Take a look at Britain's buildings and you can get a good insight into the history of the country. From the early beginnings of living in communities using roundhouses right through to the modern day with high use of glass and materials that make buildings quick to assemble, if not always cheap, or the new buzz word sustainable, Britain's history is on show for all to see through it's buildings.
It is believed the earliest settlements in Britain, where many of our communities lived in community groups, and did not always have individual buildings to live in, they worked during the day and had structures where they could sleep at night. A couple of examples of these early Neolithic structures include Stonehenge and Avebury in Wiltshire. From extensive excavations carried out over the years it is believed these domestic buildings were round, and generally had wattle and daub type walls and roof's usually with a small central hole to allow out smoke from a fire. None of these original buildings survive, but you are able to see examples of them at Living History museums in various parts of England and Wales, including St Faganís near Cardiff.

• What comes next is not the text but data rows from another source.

PR #595, opened 2020-05-06
[WP][ENH,FIX,MAINT] MNE Anonymize 

juangpc:
Hi, 

Well, this is the update I mentioned before. In the process of creating the gui, I've inevitably found some bugs and some inconsistencies between the controller and the anonymizer class. There are a big number of changes, but these are not substantial. The application pretty much does the same thing although I think it all is much better structured, more oo, and easier to follow (I hope). The list of changes worth mentioning are: 

bug fixes. 
1. measurement date and birth date options were not working before. A problem with the way in which the qdate class reads the formated input string. 
2. some files don't follow strictly the fiff standard and contain a list of tags where the last tag in the list is not marked with a NEXT=-1. Thus, the reader fell through the end of the file. The main loop now controls for that too.
3. member anonymizer class is now stored in the heap. This doesn't qualify as a bug, strictly speaking, but could end up causing problems if the class grows too much in the future. (And I think it really makes more sense to be there. It is not a small object).
4. the opening of the input stream called the open method of fiff_stream which does some business itself which caused some repeating of the verification of the first tags. We now use the open member method of the QIOdevice. 
5. This is definitely not a bug, other than perhaps a bug in the developer. Everything related with the tag directory was not working. The anonymizer performed some business in relation to the tag directory but the final write-down of the directory was commented. There was a bug in there which got fixed. The problem is that once you have a directory you need to update the pointer to the directory tag (101). This update was also not working at all. I tried to make it work but I couldn't... until I figured it out. The problem was that the stream does not let you go back and write in a random position of a file. You would need to open another stream or another fileio... just to update the pointer. Since the whole thing was really not needed at all. I have eliminated all the business related to the tag directory. It is not used, not updated and not saved in the output file.

Enhancements.
1. The app is no single-threaded. After testing speed, we all agree it is not really needed. This reduces considerably its weight and its complexity. (don't know if this is strictly an enhancement?)
2. Instead of having an input and output tag for the reading and output, everything is now performed with a single tag. This tag is now stored in the heap, and located with a member pointer. So much more robust in case a big tag is processed. Besides, it makes the application 12% faster on my mac. 😄 
3. Some changes accommodate the idea of different controllers for gui and cl apps. All using the same anonymizer model. Following then the MVC pattern as described in the docs of MNE-CPP.
4. Quite a bit of refactoring, but most importantly a more thoughtful oo approach, where local stack vars are promoted to member vars, whenever they are heavily used and shared between methods. This makes the code so much readable. For instance, the main loop of the application was 
```c++
    while(pInTag->next != -1) {
        inStream.read_tag(pInTag);

        updateBlockTypeList(pInTag);
        censorTag(pOutTag,pInTag);

        // The order of the tags in the output file is sequential. No jumps in the output file.
        if(pOutTag->next > 0) {
            pOutTag->next = FIFFV_NEXT_SEQ;
        }
        addEntryToDir(pOutTag,outStream.device()->pos());
        FiffTag::convert_tag_data(pOutTag,FIFFV_NATIVE_ENDIAN,FIFFV_BIG_ENDIAN);
        outStream.write_tag(pOutTag);
    }
```

and is now 

```c++
    while( (m_pTag->next != -1) && (!m_pInStream->device()->atEnd()))
    {
        readTag();
        censorTag();
        writeTag();
    }
```
5. Some unused methods have been cleaned. I intend to copy them back in the gui version. But for now, I want to see which ones are finally necessary. 
6. Quite some documentation improvements. Both in the actual comments which are later parsed doxygen style, and in the help info shown to the user. 
7. Instead of having the --no-gui option for command line and the default mode to be a gui. I figure that it is always easier to have the user not remember to include the --no-gui option, and at the same time, it is quite easy to make a gui shortcut launcher to include the --gui flag.
8. There are these members which, if others think so, I think could be promoted to the fiff library. 
```inline QString FiffAnonymizer::subjectHandToString(const int handCode) const```
```inline QString FiffAnonymizer::subjectSexToString(const int sexCode) const```
There are others, like data to string for instance... (we can discuss this in another thread).
9. main now uses qcoreapplication's and qapplications event loop. Previously since this was just a command line thing, we were returning 0 from main. Now we use the canonical ```return app->exec();``` from qt, even for the command line application. This made me understand the buffered signaling capabilities of qcoreapplication. This will be necessary when we create the gui version of the app.
10. Some warning in the fiff library have been addressed.
11. A bit more systematic approach to location of bugs and see the overal behaviour has been adopted. I've tested the following list of options, sometimes many times in a row, to test for stability in the results. This way I've been able to locate quite a few bugs. 
This was before I decided to change the ```--no-gui``` for a ```--gui``` one. I think it is evident how it seems more practical this new way. 

--version --no-gui
--version --no-gui -i one.fif
--no-gui --verbose -i one.fif
--no-gui --verbose -i six.fif
--no-gui --verbose -o six.fif
--no-gui --verbose -i bla
--no-gui --verbose -i five.fif -o bla
--no-gui --verbose -i five.fif -o seven.fif
--no-gui --verbose -i five.fif
--no-gui --verbose -i five.fif -o five.fif
--no-gui --verbose -i five.fif -o bla --brute
--no-gui -i six.fif
--no-gui  -o six.fif
--no-gui -i bla
--no-gui -i five.fif -o bla
--no-gui -i five.fif -o seven.fif
--no-gui -i five.fif
--no-gui -i five.fif -o five.fif
--no-gui -i five.fif -o bla --brute
--no-gui --verbose -i five.fif -o ua.fif--delete_input_file_after
--no-gui --verbose -i four.fif -o four.fif--delete_input_file_after --avoid_delete_confirmation
--no-gui --verbose -i five.fif --measurement_day 20171002 
--no-gui --verbose -i five.fif --measurement_day 20171002 --measurement_day_offset 3
--no-gui --verbose -i five.fif  --measurement_day_offset 3
--no-gui --verbose -i five.fif --subject_birthday 20171002 
--no-gui --verbose -i five.fif --subject_birthday 20171002 --subject_birthday_offset 3
--no-gui --verbose -i five.fif --subject_birthday 20171002 --subject_birthday_offset 3
--no-gui --verbose -i five.fif --measurement_day_offset 3 --his 4

12. And lastly, maybe a bit controversial and highly personal decision. I think I need to explain my train of thought better. The use of ```std::printf``` instead of ```qInfo() ``` when interacting with the user comes from various ideas. 
First, I've noticed that qInfo, qDebug, qWarning, qCritical, and so on, can be deleted during compilation with specific compilation flags. I think that these are intended for debugging and/or specialized development purposes. But the menus like "Do you want to delete this file? [Y/n]" I think are not part of this objective, these are part of the main interaction with the user (given it is a command-line application). If you delete these messages during compilation you have an incomplete app.

Second, I find the "[INFO]" label at the start of every message distracting and also self-explicatory. From the user's perspective, who doesn't know (nor needs to know) between the different qInfo, qDebug etc... it means. "Here is some info" followed by some info... Which is quite redundant. 
For instance, the qcommandlineparser class, has a way to automatically generate an output help message to the user. This text doesn't show any [INFO] label. And typically, it is uncommon to see this kind of message when using command line applications. At least that is my experience. 
That is why I decided to use ```std::printf``` for user interaction.

This is how it looks with ```std::printf```
image

This is how it looks with ```qInfo()```:

image

And here an example of when the -v option is used (verbose mode)
image

image

Thanks for getting to this point.

### CODE REVIEW

File: testframes/test_mne_anonymize/test_mne_anonymize.pro [hunk 1]
```diff
@@ -42,7 +42,6 @@ QT += testlib concurrent network
 QT -= gui
 
 CONFIG   += console
-CONFIG   -= app_bundle
```
LorenzE, line 45: The `CONFIG   -= app_bundle` flag needs to be set. Tests are not supposed to be .app bundles. This should fix the current build.

applications/mne_anonymize/mne_anonymize.pro
```diff
@@ -44,7 +44,7 @@ QT += widgets concurrent network
 
 VERSION = $${MNE_CPP_VERSION}
 
-CONFIG   += console
+CONFIG   += consol
```
LorenzE, line 47: Typo. Should be `console`

testframes/test_mne_anonymize/test_mne_anonymize.pro
juangpc: aham .... ok. I'm so used to mess with the flag to be able to debug on mac that I forgot about it.

applications/mne_anonymize/mne_anonymize.pro
juangpc: I'm the typo

applications/mne_anonymize/fiffanonymizer.cpp
```diff
@@ -716,282 +227,445 @@ int FiffAnonymizer::censorTag(FiffTag::SPtr outTag,
...
+        printIfVerbose("Warning: Beware that a subject''s face can be reconstructed from it");
+        printIfVerbose("Warning: This software can not anonymize MRI data, at the moment.");
+        printIfVerbose("  ");
         break;
     }
     default:
+    {   }
+    }
+}
+
```
LorenzE, line 484: add spacers

applications/mne_anonymize/fiffanonymizer.cpp
```diff
@@ -716,282 +227,445 @@ int FiffAnonymizer::censorTag(FiffTag::SPtr outTag,
...
+{
+    static QStringList subjectHandRefList = { "unknown", "right", "left", "ambidextrous" };
+    if ((handCode > -1) && (handCode < subjectHandRefList.size()))
+    {
+        return subjectHandRefList.at(handCode);
+    } else {
+        qCritical() << "Invalid subject handedness code. [0 = unknown, 1 = right, 2 = left, 3 = ambidextrous]. The code of the subject is: " << QString::number(handCode);
+        return QString("invalid-code");
+    }
+}
```
LorenzE, line 507: add newline

applications/mne_anonymize/fiffanonymizer.cpp
```diff
@@ -716,282 +227,445 @@ int FiffAnonymizer::censorTag(FiffTag::SPtr outTag,
...
-    m_fFileOut.setFileName(m_sFileNameOut);
+QString FiffAnonymizer::getFileNameOut() const
+{
+    return m_fFileOut.fileName();
 }
 
 //=============================================================================================================
 
-void FiffAnonymizer::setVerboseMode(bool bFlag)
+void FiffAnonymizer::setVerboseMode(const bool bFlag)
```
LorenzE, line 661: `const` is not needed here since the passed value is not a reference

applications/mne_anonymize/fiffanonymizer.cpp
```diff
@@ -1005,118 +679,133 @@ void FiffAnonymizer::setBruteMode(bool bFlag)
...
 {
-    m_bUseSubjectBirthdayOffset = true;
-    m_iSubjectBirthdayOffset = iSubjBirthdayOffset;
+    return m_dMeasurementDate;
 }
 
 //=============================================================================================================
 
-void FiffAnonymizer::setDeleteInputFileAfter(bool bFlag)
+void FiffAnonymizer::setMeasurementDayOffset(const int iMeasDayOffset)
```
LorenzE, line 718: `const` is not needed here since the passed value is not a reference

applications/mne_anonymize/fiffanonymizer.cpp
```diff
@@ -1005,118 +679,133 @@ void FiffAnonymizer::setBruteMode(bool bFlag)
...
-    return randomFileName.append(".fif");
+QDateTime  FiffAnonymizer::getSubjectBirthday()
+{
+    return m_dSubjectBirthday;
 }
 
 //=============================================================================================================
 
-void FiffAnonymizer::deleteInputFile()
+void FiffAnonymizer::setSubjectBirthdayOffset(const int iSubjBirthdayOffset)
```
LorenzE, line 747: `const` is not needed here since the passed value is not a reference

applications/mne_anonymize/fiffanonymizer.h
```diff
@@ -60,7 +62,7 @@
 #include <QDateTime>
 #include <QDebug>
 #include <QPointer>
-
+#include <QString>
 //=============================================================================================================
```
LorenzE, line 66: add new line

applications/mne_anonymize/fiffanonymizer.h
```diff
@@ -124,134 +126,133 @@ class FiffAnonymizer
...
     /**
-     * If found in the fiff file, the specified number of days will be subtracted from the measurement date information contained in each fif file.
+     * Retrieves the state of the FiffAnonyzer object's desired verbose mode.
+     *
+     * @param [out] Bool value with the actual verbose mode.
      *
-     * @param [in] iMeasDayOffset   Integer with the number of dates to subtract from the measurement date.
      */
-    void setMeasurementDayOffset(int iMeasDayOffset);
+    bool getVerboseMode() const;
```
LorenzE, line 189: see coment in function defintion

applications/mne_anonymize/fiffanonymizer.h
```diff
@@ -124,134 +126,133 @@ class FiffAnonymizer
...
+     * Configure the state of the FiffAnonymizer object's desired anonymization mode. If set to TRUE, apart from the
+     * default information additional information will also be anonymized, like Subject's weight, height, sex or
+     * handedness and the project's information too.
+     *
+     * @param [in] bFlag    Bool argument whether to use the brute mode.
      *
-     * @param [in] sSubjBirtday String containing the desired subject birthday date.
      */
-    void setSubjectBirthday(const QString& sSubjBirthday);
+    void setBruteMode(const bool bFlag);
```
LorenzE, line 200: see coment in function defintion

applications/mne_anonymize/fiffanonymizer.h
```diff
@@ -261,161 +262,74 @@ class FiffAnonymizer
...
 
     //=========================================================================================================
     /**
-     * Value of User's request to avoid confirmation prompt for input file deletion.
+     * If found in the fiff file, the specified number of days will be subtracted from the subject's birthday date information contained in each fif file.
+     *
+     * @param [in] iSubjBirthdayOffset  Integer with the number of dates to subtract from the subject's birthday date.
      */
-    bool getDeleteInputFileConfirmation();
+    void setSubjectBirthdayOffset(const int iSubjBirthdayOffset);
```
LorenzE, line 291: see coment in function defintion

applications/mne_anonymize/fiffanonymizer.h
```diff
@@ -440,80 +354,30 @@ class FiffAnonymizer
...
-     * This method allows to transform between a vector and a regular tag structure. The vector will only contain
-     * the data inside the Tag Directory tag (remember a tag directory is a tag itself). This allows to use all the
-     * methods related to a tag (i.e. writeTag) while storing a newly updated tag directory into a fiff file.
-     *
-     * @param [in] pTag A pointer to a tag where the tag directory information can be stored.
+     * This transforms the data inside a subject sex tag (male, female or unknown) into a string object
+     * containing that information.
      */
-    void dir2tag(FIFFLIB::FiffTag::SPtr pTag);
+    inline QString subjectSexToString(const int sexCode) const;
```
LorenzE, line 372: see coment about `const` in function defintion

applications/mne_anonymize/fiffanonymizer.h
```diff
@@ -440,80 +354,30 @@ class FiffAnonymizer
...
-     * @param [out] stream  Output stream
-     * @param [in] tagKind  Tag kind code to search for
-     * @param [in] newPos   New position to store in the data field of the pointer tag.
+     * This transforms the data inside a subject handedness tag (right, left or unknown) into a string object
+     * containing that information.
      */
-    void updatePointer(FIFFLIB::FiffStream* stream,
-                       FIFFLIB::fiff_int_t tagKind,
-                       FIFFLIB::fiff_long_t newPos);
+    inline QString subjectHandToString(const int handCode) const;
```
LorenzE, line 380: see coment about `const` in function defintion

applications/mne_anonymize/fiffanonymizer.h
```diff
@@ -525,108 +389,105 @@ class FiffAnonymizer
...
-    int m_iDfltSubjectSex;              /**< Subject's sex substitutor.*/
-    int m_iDfltSubjectId;               /**< Subject's id substitutor.*/
-    int m_iDfltSubjectHand;             /**< Subject's hand substitutor.*/
-    int m_iSubjectWeight;               /**< Subject's weight substitutor.*/
-    int m_iSubjectHeight;               /**< Subject's height substitutor.*/
-    int m_iProjectId;                   /**< Project's id# substitutor.*/
+    FIFFLIB::FiffStream::SPtr m_pInStream;   /**< Pointer to FiffStream object for reading.*/
+    FIFFLIB::FiffStream::SPtr m_pOutStream;  /**< Pointer to FiffStream object for writing the result.*/
+    FIFFLIB::FiffTag::SPtr m_pTag;         /**< Pointer to FiffTag used for reading and writing each tag.*/
+    //FIFFLIB::FiffTag::SPtr m_pOutTag;        /**< Pointer to FiffTag used for writing each anonymized tag.*/
```
LorenzE, line 471: dow we still need this? otherwise plear remove commented line

applications/mne_anonymize/main.cpp
```diff
@@ -3,10 +3,10 @@
  * @file     main.cpp
  * @author   Juan Garcia-Prieto <juangpc@gmail.com>;
  *           Lorenz Esch <lesch@mgh.harvard.edu>;
- *           Matti Hamalainen <msh@nmr.mgh.harvard.edu>;
  *           Wayne Mead <wayne.mead@uth.tmc.edu>;
- *           John C. Mosher <John.C.Mosher@uth.tmc.edu>
- * @since    0.1.0
+ *           John C. Mosher <John.C.Mosher@uth.tmc.edu>;
+ *           Matti Hamalainen <msh@nmr.mgh.harvard.edu>;
+ * @version  dev
```
LorenzE, line 9: `@version` has been replaced with `@since`

applications/mne_anonymize/main.cpp
```diff
@@ -40,8 +40,8 @@
 // INCLUDES
 //=============================================================================================================
 
-#include "settingscontroller.h"
-
+#include "settingscontrollerCL.h"
```
LorenzE, line 43: `settingscontrollerCL.h` should be `settingscontrollercl.h` captial letters in file names are discouraged.

applications/mne_anonymize/mainwindow.h
```diff
@@ -0,0 +1,17 @@
+#ifndef MAINWINDOW_H
```
LorenzE, line 1: please make this follow our class template

applications/mne_anonymize/mne_anonymize.pro
```diff
@@ -69,12 +69,14 @@ CONFIG(debug, debug|release) {
...
+    fiffanonymizer.cpp \
+    mainwindow.cpp \
+    settingscontrollerCL.cpp
 
 HEADERS  += \
-    settingscontroller.h \
-    fiffanonymizer.h
+    fiffanonymizer.h \
+    mainwindow.h \
+    settingscontrollerCL.h
```
LorenzE, line 79: `settingscontrollerCL.h` should be `settingscontrollercl.h` captial letters in file names are discouraged.

applications/mne_anonymize/mne_anonymize.pro
```diff
@@ -69,12 +69,14 @@ CONFIG(debug, debug|release) {
 DESTDIR = $${MNE_BINARY_DIR}
 
 SOURCES += main.cpp \
-    settingscontroller.cpp \
-    fiffanonymizer.cpp
+    fiffanonymizer.cpp \
+    mainwindow.cpp \
+    settingscontrollerCL.cpp
```
LorenzE, line 74: `settingscontrollerCL.cpp` should be `settingscontrollercl.cpp` captial letters in file names are discouraged.

applications/mne_anonymize/settingscontrollerCL.cpp
```diff
@@ -0,0 +1,536 @@
...
+
+//=============================================================================================================
+// DEFINE GLOBAL METHODS
+//=============================================================================================================
+
+//=============================================================================================================
+// DEFINE MEMBER METHODS
+//=============================================================================================================
+
+SettingsControllerCL::SettingsControllerCL(const QStringList& arguments)
```
LorenzE, line 70: class names should be camel case `SettingsControllerCL` -> `SettingsControllerCl`

applications/mne_anonymize/settingscontrollerCL.h
```diff
@@ -0,0 +1,243 @@
...
+ * HOWEVER CAUSED AND ON ANY THEORY OF LIABILITY, WHETHER IN CONTRACT, STRICT LIABILITY, OR TORT (INCLUDING
+ * NEGLIGENCE OR OTHERWISE) ARISING IN ANY WAY OUT OF THE USE OF THIS SOFTWARE, EVEN IF ADVISED OF THE
+ * POSSIBILITY OF SUCH DAMAGE.
+ *
+ *
+ * @brief     SettingsControllerCL class declaration.
+ *
+ */
+
+#ifndef MNEANONYMIZE_SettingsControllerCL_H
```
LorenzE, line 39: `MNEANONYMIZE_SETTINGSCONTROLLERCL_H`

applications/mne_anonymize/settingscontrollerCL.h
```diff
@@ -0,0 +1,243 @@
...
+     * Prints a message if the Verbose option has been set.
+     */
+    void printIfVerbose(const QString& str) const;
+
+signals:
+    //=========================================================================================================
+    /**
+     * Signal the main qt core application to stop running and exit.
+     */
+    void finished(const int) const;
```
LorenzE, line 205: see `const` comments above

applications/mne_anonymize/settingscontrollerCL.h
```diff
@@ -0,0 +1,243 @@
...
+
+    //=========================================================================================================
```
LorenzE, line 207: remove this `//======================`

applications/mne_anonymize/mainwindow.h
juangpc: I ve deleted the whole class in order to create it from scratch. I'll make sure the new class will use the template.

applications/mne_anonymize/settingscontrollerCL.h
juangpc: done.

applications/mne_anonymize/settingscontrollerCL.h
juangpc: done.

applications/mne_anonymize/settingscontrollerCL.cpp
juangpc: Sorry, I don't understand.

applications/mne_anonymize/fiffanonymizer.cpp
juangpc: I think you mean to unpack those lists. Done that.

applications/mne_anonymize/fiffanonymizer.cpp
juangpc: I understand, but won't it be of help to the compiler? Again, this is just a stupid trivial program, but I'm trying to learn to do things properly. I won't modify the value, so it will help the compiler (I think).

applications/mne_anonymize/fiffanonymizer.cpp
juangpc: Rethinking it again, and reading about it. I've come to the conclusion that it is better to not use the const modifier. It sort-of-breaks my dear encapsulation. I like that. Thanks Lorenz.

applications/mne_anonymize/main.cpp
juangpc: done

applications/mne_anonymize/main.cpp
juangpc: done

applications/mne_anonymize/mne_anonymize.pro
juangpc: done

applications/mne_anonymize/mne_anonymize.pro
juangpc: done

applications/mne_anonymize/settingscontrollerCL.cpp
juangpc: I see now. l is not L

applications/mne_anonymize/fiffanonymizer.cpp
LorenzE: yes it might help the compiler optimize, although this is highly questionable with the function at hand. This discussion might be an interesting read: https://stackoverflow.com/questions/117293/use-of-const-for-function-parameters

applications/mne_anonymize/fiffanonymizer.cpp
LorenzE: no I mean a new line before the `//====================` spacer

applications/mne_anonymize/fiffanonymizer.cpp
LorenzE: `//====================` missing

applications/mne_anonymize/fiffanonymizer.h
LorenzE: ?

applications/mne_anonymize/settingscontrollercl.cpp
```diff
@@ -0,0 +1,574 @@
...
+//    if(execute())
+//    {
+//        qCritical() << "Error during the anonymization of the input file";
+//        emit finished(1);
+//        return;
+//    }
+
+//    emit finished(0);
+}
+
```
LorenzE, line 106: add spacer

When the Romans arrived in the 5th century, they bought order, new materials and tools, structures, modern amenities and were the first to create what we know today as cities and towns. Their buildings were generally built of stone and a new material brick. With their hypocausts they introduced heated bathing and early forms of central heating with underfloor heating as well as in some walls where they allowed the excess heat and smoke generated to escape. They also bought lavatoriums albeit communal ones as well as creating roads and street systems. Good examples of Roman layouts for buildings and towns can be found amongst the remains of Hadrian's Wall. A good example of a Roman Bathhouse is The Roman Baths, at Bath in Somerset, although of course various modernisations over the years has covered up much of the original Roman structure. If you want to get an idea of what a Roman residence would have been like then there are various sites where you can see what remains and reconstructions, including Fishbourne Palace in Sussex, Chedworth Roman Villa in Gloucestershire, and Lullingstone Roman Villa in Kent. Other Roman remains and locations you can visit to get an idea of what it was like in Roman times can be found in our Roman Britain Section.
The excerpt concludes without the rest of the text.